What is needed: Go through the records below and copy out every line that contains the word "number".

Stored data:
····················
PR #916, opened 2020-08-04
Tool to expand interval lists

chrisamiller:
does what it says on the tin

### DIFF
--- a/definitions/tools/interval_list_expand.cwl
+++ b/definitions/tools/interval_list_expand.cwl
@@ -4,13 +4,13 @@ cwlVersion: v1.0
 class: CommandLineTool
 label: "expand interval list regions by a given number of basepairs"
 
-baseCommand: ["/usr/bin/java", "-Xmx16g", "-jar", "/usr/picard/picard.jar", "IntervalListTools"]
+baseCommand: ["/usr/bin/java", "-Xmx3g", "-jar", "/usr/picard/picard.jar", "IntervalListTools"]
 
 arguments:
-    ["OUTPUT=", { valueFrom: $(runtime.outdir)/expanded.interval_list }, "UNIQUE=TRUE"]
+    [valueFrom: "OUTPUT=$(runtime.outdir)/$(inputs.interval_list.nameroot).expanded.interval_list", "UNIQUE=TRUE"]
 requirements:
     - class: ResourceRequirement
-      ramMin: 16000
+      ramMin: 4000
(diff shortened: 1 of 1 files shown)


definitions/tools/interval_list_expand.cwl
```diff
@@ -0,0 +1,29 @@
...
+requirements:
+    - class: ResourceRequirement
+      ramMin: 16000
+    - class: DockerRequirement
+      dockerPull: "mgibio/picard-cwl:2.18.1"
+inputs:
+    interval_list:
+        type: File
+        inputBinding:
+            prefix: "INPUT="
```
tmooney, line 20: Should we go with `separate: false` on these inputs?  (I think Picard is up to the task of dealing with it either way, but that'd be the expected way to do it.)  Alternatively we could upgrade to the GATK4 version, which lets us specify these a different way, like `--INPUT`.

definitions/tools/interval_list_expand.cwl
```diff
@@ -0,0 +1,29 @@
...
+    roi_padding:
+        type: int
+        inputBinding:
+            prefix: "PADDING="
+outputs:
+    expanded_interval_list:
+        type: File
+        outputBinding:
+            glob: "expanded.interval_list"
```
tmooney, line 29: Should we derive this name from the input name?  (I generally prefer it in case someone wants to use this tool multiple times in a given workflow, but it may not be strictly necessary at the moment.)

definitions/tools/interval_list_expand.cwl
```diff
@@ -0,0 +1,29 @@
...
+class: CommandLineTool
+label: "expand interval list regions by a given number of basepairs"
+
+baseCommand: ["/usr/bin/java", "-Xmx16g", "-jar", "/usr/picard/picard.jar", "IntervalListTools"]
+
+arguments:
+    ["OUTPUT=", { valueFrom: $(runtime.outdir)/expanded.interval_list }, "UNIQUE=TRUE"]
+requirements:
+    - class: ResourceRequirement
+      ramMin: 16000
```
tmooney, line 13: It's good to leave some overhead here between the java `-Xmx` and the memory request.  If Picard really did try to use the full Java quota, it would exceed this amount.  (16 GiB > 16000 MiB!)

chrisamiller:
New commit addresses the points made above. Thanks for the feedback!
····················
Output of the exercise:
 label: "expand interval list regions by a given number of basepairs"
+label: "expand interval list regions by a given number of basepairs"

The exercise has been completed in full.